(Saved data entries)

PR #113, opened 2018-05-03
obs-browser: do not paint for released BrowserSources

zavitax:
BrowserClient::OnPaint() and BrowserClient::OnAcceleratedPaint() events
can arrive even after calling BrowserSource::DestroyBrowser().
This adds a check whether the BrowserClient identified by the
CefBrowser passed to OnPaint() and OnAcceleratedPaint() is still
valid without introducing global locks.

### DIFF
--- a/browser-client.hpp
+++ b/browser-client.hpp
@@ -42,8 +42,13 @@ public:
 	CefRect popupRect;
 	CefRect originalPopupRect;
 
+	// This flag is checked by BrowserClient::OnPaint and
+	// BrowserClient::OnAcceleratedPaint
+	// If its value is false, the paint events are discarded.
+	bool isValid;
+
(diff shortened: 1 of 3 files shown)


browser-client.hpp
```diff
@@ -42,8 +42,13 @@ class BrowserClient : public CefClient,
 	CefRect popupRect;
 	CefRect originalPopupRect;
 
+	// This flag is checked by BrowserClient::OnPaint and
+	// BrowserClient::OnAcceleratedPaint
+	// If it's value is false, the paint events are discarded.
```
RytoEX: Spelling:  "it's" should be "its" (nitpick)

zavitax:
Spelling fixed @RytoEX

PR #119, opened 2018-07-23
RFC: Add install directives, allow dynamic runtime, and modular frontend-api

computerquip-streamlabs:
Currently, this is within a single commit but originally, I had them split up into two commits. This PR is mostly to seek interest. This commit does three things:

1) It gets rid of the copy commands and replaces them with cmake install logic. This allows the use of cpack and install targets to work correctly. I'm almost tempted to consider this a bug fix given I can't use the source without it. 

2) It adds back in the MT/MD switch which is required to compile against libcef when we use the dll_wrapper built with /MD. I'd perhaps consider this a bug as well. I'd guess currently compiled obs-browser doesn't compile against the dynamically-linked runtime version of libcef_dll_wrapper which may not be ideal. I'd imagine linker warnings are given when compiling concerning a mismatch.

3) It adds a new compile-time flag to control the frontend API logic. This logic is specific to the Qt frontend and doesn't work for anyone not shipping with the frontend API. 

Let me know and I'll reformat with wanted changes.


computerquip-streamlabs:
I also forgot that I revamped the FindCEF logic as well to be a little bit more friendly and readable in my opinion. Not really the goal here but could also be included if wanted.

Issue #323, opened 2019-12-10
As a developer I want to support external urls in Resultaat


annashamray:
**Description**
1. `Resultaat.resultaattype` field in `zaken` component should be `loose-fk`

annashamray:
implemented in b1351bff57365057abd60b249d106577c96c804b

PR #336, opened 2019-12-18
Feature/loose fk resultaattype

annashamray:
issue - https://github.com/open-zaak/open-zaak/issues/323

Depends on https://github.com/maykinmedia/django-loose-fk/pull/17


src/openzaak/components/zaken/api/serializers/zaken.py
```diff
@@ -727,16 +727,6 @@ def create(self, validated_data):
 
 
 class ResultaatSerializer(serializers.HyperlinkedModelSerializer):
```
stevenbal: Will `validators = [CorrectZaaktypeValidator("resultaattype")]` still work with external FKs? I would also expect tests for the zaaktype match validation with both external and internal zaaktype/resultaattype.

annashamray: The validator should work after https://github.com/maykinmedia/django-loose-fk/pull/17 is included into `django-loose-fk`
The test with successful validation for external 'resultaattype` - https://github.com/open-zaak/open-zaak/pull/336/files#diff-c095540d689add98e8e09e8376218c7dR25
I didn't include tests for internal `resultaattype` since it was implemented before

Or do you mean tests where the validation fails?

stevenbal: Yes, I meant a test where validation fails (with external zaaktype and external resultaattype, because the test for this with internal zaaktype and resultaattype is probably already implemented)

sergei-maertens: Failing test as described above would be nice to have indeed, other than that it looks good :+1:

annashamray: the test with failing `zaaktype-mismatch` validations is added (https://github.com/open-zaak/open-zaak/pull/336/files#diff-c095540d689add98e8e09e8376218c7dR115)

Issue #325, opened 2019-12-10
As a developer I want to support external urls in ZaakEigenschap


annashamray:
**Description**
`ZaakEigenschap.eigenschap` field in zaken component should be `loose-fk`

PR #339, opened 2019-12-20
Feature/loose fk roltype

annashamray:
Issue - https://github.com/open-zaak/open-zaak/issues/324

Depends on https://github.com/open-zaak/open-zaak/pull/336

PR #342, opened 2019-12-20
Feature/loose fk eigenschap

annashamray:
Issue - https://github.com/open-zaak/open-zaak/issues/325


annashamray:
the branch is rebased on https://github.com/open-zaak/open-zaak/pull/339

Issue #321, opened 2019-12-10
As a developer I want to support external urls in ObjectInformatieObject


annashamray:
**Description**
1. `ObjectInformatieObject.object` can be external
2. When destroying `ZIO` or `BIO` object with external `Informatieobject` the `delete` request to the external DRC should be made

PR #345, opened 2019-12-23
Feature/loose fk oio

annashamray:
Issue - https://github.com/open-zaak/open-zaak/issues/321

Depends on https://github.com/VNG-Realisatie/vng-api-common/pull/119


src/openzaak/components/besluiten/models.py
```diff
@@ -250,6 +250,11 @@ class BesluitInformatieObject(models.Model):
             "API) waarin (een deel van) het besluit beschreven is.",
         ),
     )
+    _objectinformatieobject_url = models.URLField(
+        blank=True,
+        max_length=1000,
+        help_text="URL of related IbjectInformatieObject object in the other API",
```
sergei-maertens: Small typo & should be marked as translatable

```suggestion
        help_text=_("URL of related ObjectInformatieObject object in the other API"),
```

src/openzaak/components/documenten/api/filters.py
```diff
@@ -48,26 +45,13 @@ class Meta:
...
-
-
-class ObjectFilter(URLModelChoiceFilter):
+class ObjectFilter(FkOrUrlFieldFilter):
     def filter(self, qs, value):
-        if isinstance(value, Zaak):
-            self.field_name = "zaak"
-        elif isinstance(value, Besluit):
+        path = urlparse(value).path
+        if "/besluiten/" in path:
```
sergei-maertens: Don't like these hard coded URLs. Can't you use `vng_api_common.utils.get_viewset_for_path` instead for this? You would then be able to figure out the model from `viewset.queryset.model` and map that to the relevant field.

annashamray: But if the path to the external url would differ from openzaak url patterns it couldn't be resolved
For example, the path: "https://externe.zaken.nl/api/v1/zaken/{uuid}" can't be resolved with `get_viewset_for_path` because the url lacks subpath `zaken`.

sergei-maertens: Right, I missed that. Can you add that as a comment? I'd also do stricter validation then - `{whatever}/besluiten/{uuid}` should match as pattern

src/openzaak/components/besluiten/migrations/0014_besluitinformatieobject__objectinformatieobject_url.py
```diff
@@ -0,0 +1,22 @@
...
+        ("besluiten", "0013_besluit__zaakbesluit_url"),
+    ]
+
+    operations = [
+        migrations.AddField(
+            model_name="besluitinformatieobject",
+            name="_objectinformatieobject_url",
+            field=models.URLField(
+                blank=True,
+                help_text="URL of related IbjectInformatieObject object in the other API",
```
stevenbal:
```suggestion
                help_text="URL of related ObjectInformatieObject object in the other API",
```

This typo doesn't appear in models.py though

annashamray: Thanks! I probably fixed it in the models.py after `makemigrations` was used

src/openzaak/components/documenten/api/filters.py
annashamray: a comment and stricter validation are added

*How to complete this task*:
Each line above is to be restated exactly as it stands.

*Result of this exercise*:
PR #113, opened 2018-05-03
obs-browser: do not paint for released BrowserSources

zavitax:
BrowserClient::OnPaint() and BrowserClient::OnAcceleratedPaint() events
can arrive even after calling BrowserSource::DestroyBrowser().
This adds a check whether the BrowserClient identified by the
CefBrowser passed to OnPaint() and OnAcceleratedPaint() is still
valid without introducing global locks.

### DIFF
--- a/browser-client.hpp
+++ b/browser-client.hpp
@@ -42,8 +42,13 @@ public:
 	CefRect popupRect;
 	CefRect originalPopupRect;
 
+	// This flag is checked by BrowserClient::OnPaint and
+	// BrowserClient::OnAcceleratedPaint
+	// If its value is false, the paint events are discarded.
+	bool isValid;
+
(diff shortened: 1 of 3 files shown)


browser-client.hpp
```diff
@@ -42,8 +42,13 @@ class BrowserClient : public CefClient,
 	CefRect popupRect;
 	CefRect originalPopupRect;
 
+	// This flag is checked by BrowserClient::OnPaint and
+	// BrowserClient::OnAcceleratedPaint
+	// If it's value is false, the paint events are discarded.
```
RytoEX: Spelling:  "it's" should be "its" (nitpick)

zavitax:
Spelling fixed @RytoEX

PR #119, opened 2018-07-23
RFC: Add install directives, allow dynamic runtime, and modular frontend-api

computerquip-streamlabs:
Currently, this is within a single commit but originally, I had them split up into two commits. This PR is mostly to seek interest. This commit does three things:

1) It gets rid of the copy commands and replaces them with cmake install logic. This allows the use of cpack and install targets to work correctly. I'm almost tempted to consider this a bug fix given I can't use the source without it. 

2) It adds back in the MT/MD switch which is required to compile against libcef when we use the dll_wrapper built with /MD. I'd perhaps consider this a bug as well. I'd guess currently compiled obs-browser doesn't compile against the dynamically-linked runtime version of libcef_dll_wrapper which may not be ideal. I'd imagine linker warnings are given when compiling concerning a mismatch.

3) It adds a new compile-time flag to control the frontend API logic. This logic is specific to the Qt frontend and doesn't work for anyone not shipping with the frontend API. 

Let me know and I'll reformat with wanted changes.


computerquip-streamlabs:
I also forgot that I revamped the FindCEF logic as well to be a little bit more friendly and readable in my opinion. Not really the goal here but could also be included if wanted.

Issue #323, opened 2019-12-10
As a developer I want to support external urls in Resultaat


annashamray:
**Description**
1. `Resultaat.resultaattype` field in `zaken` component should be `loose-fk`

annashamray:
implemented in b1351bff57365057abd60b249d106577c96c804b

PR #336, opened 2019-12-18
Feature/loose fk resultaattype

annashamray:
issue - https://github.com/open-zaak/open-zaak/issues/323

Depends on https://github.com/maykinmedia/django-loose-fk/pull/17


src/openzaak/components/zaken/api/serializers/zaken.py
```diff
@@ -727,16 +727,6 @@ def create(self, validated_data):
 
 
 class ResultaatSerializer(serializers.HyperlinkedModelSerializer):
```
stevenbal: Will `validators = [CorrectZaaktypeValidator("resultaattype")]` still work with external FKs? I would also expect tests for the zaaktype match validation with both external and internal zaaktype/resultaattype.

annashamray: The validator should work after https://github.com/maykinmedia/django-loose-fk/pull/17 is included into `django-loose-fk`
The test with successful validation for external 'resultaattype` - https://github.com/open-zaak/open-zaak/pull/336/files#diff-c095540d689add98e8e09e8376218c7dR25
I didn't include tests for internal `resultaattype` since it was implemented before

Or do you mean tests where the validation fails?

stevenbal: Yes, I meant a test where validation fails (with external zaaktype and external resultaattype, because the test for this with internal zaaktype and resultaattype is probably already implemented)

sergei-maertens: Failing test as described above would be nice to have indeed, other than that it looks good :+1:

annashamray: the test with failing `zaaktype-mismatch` validations is added (https://github.com/open-zaak/open-zaak/pull/336/files#diff-c095540d689add98e8e09e8376218c7dR115)

Issue #325, opened 2019-12-10
As a developer I want to support external urls in ZaakEigenschap


annashamray:
**Description**
`ZaakEigenschap.eigenschap` field in zaken component should be `loose-fk`

PR #339, opened 2019-12-20
Feature/loose fk roltype

annashamray:
Issue - https://github.com/open-zaak/open-zaak/issues/324

Depends on https://github.com/open-zaak/open-zaak/pull/336

PR #342, opened 2019-12-20
Feature/loose fk eigenschap

annashamray:
Issue - https://github.com/open-zaak/open-zaak/issues/325


annashamray:
the branch is rebased on https://github.com/open-zaak/open-zaak/pull/339

Issue #321, opened 2019-12-10
As a developer I want to support external urls in ObjectInformatieObject


annashamray:
**Description**
1. `ObjectInformatieObject.object` can be external
2. When destroying `ZIO` or `BIO` object with external `Informatieobject` the `delete` request to the external DRC should be made

PR #345, opened 2019-12-23
Feature/loose fk oio

annashamray:
Issue - https://github.com/open-zaak/open-zaak/issues/321

Depends on https://github.com/VNG-Realisatie/vng-api-common/pull/119


src/openzaak/components/besluiten/models.py
```diff
@@ -250,6 +250,11 @@ class BesluitInformatieObject(models.Model):
             "API) waarin (een deel van) het besluit beschreven is.",
         ),
     )
+    _objectinformatieobject_url = models.URLField(
+        blank=True,
+        max_length=1000,
+        help_text="URL of related IbjectInformatieObject object in the other API",
```
sergei-maertens: Small typo & should be marked as translatable

```suggestion
        help_text=_("URL of related ObjectInformatieObject object in the other API"),
```

src/openzaak/components/documenten/api/filters.py
```diff
@@ -48,26 +45,13 @@ class Meta:
...
-
-
-class ObjectFilter(URLModelChoiceFilter):
+class ObjectFilter(FkOrUrlFieldFilter):
     def filter(self, qs, value):
-        if isinstance(value, Zaak):
-            self.field_name = "zaak"
-        elif isinstance(value, Besluit):
+        path = urlparse(value).path
+        if "/besluiten/" in path:
```
sergei-maertens: Don't like these hard coded URLs. Can't you use `vng_api_common.utils.get_viewset_for_path` instead for this? You would then be able to figure out the model from `viewset.queryset.model` and map that to the relevant field.

annashamray: But if the path to the external url would differ from openzaak url patterns it couldn't be resolved
For example, the path: "https://externe.zaken.nl/api/v1/zaken/{uuid}" can't be resolved with `get_viewset_for_path` because the url lacks subpath `zaken`.

sergei-maertens: Right, I missed that. Can you add that as a comment? I'd also do stricter validation then - `{whatever}/besluiten/{uuid}` should match as pattern

src/openzaak/components/besluiten/migrations/0014_besluitinformatieobject__objectinformatieobject_url.py
```diff
@@ -0,0 +1,22 @@
...
+        ("besluiten", "0013_besluit__zaakbesluit_url"),
+    ]
+
+    operations = [
+        migrations.AddField(
+            model_name="besluitinformatieobject",
+            name="_objectinformatieobject_url",
+            field=models.URLField(
+                blank=True,
+                help_text="URL of related IbjectInformatieObject object in the other API",
```
stevenbal:
```suggestion
                help_text="URL of related ObjectInformatieObject object in the other API",
```

This typo doesn't appear in models.py though

annashamray: Thanks! I probably fixed it in the models.py after `makemigrations` was used

src/openzaak/components/documenten/api/filters.py
annashamray: a comment and stricter validation are added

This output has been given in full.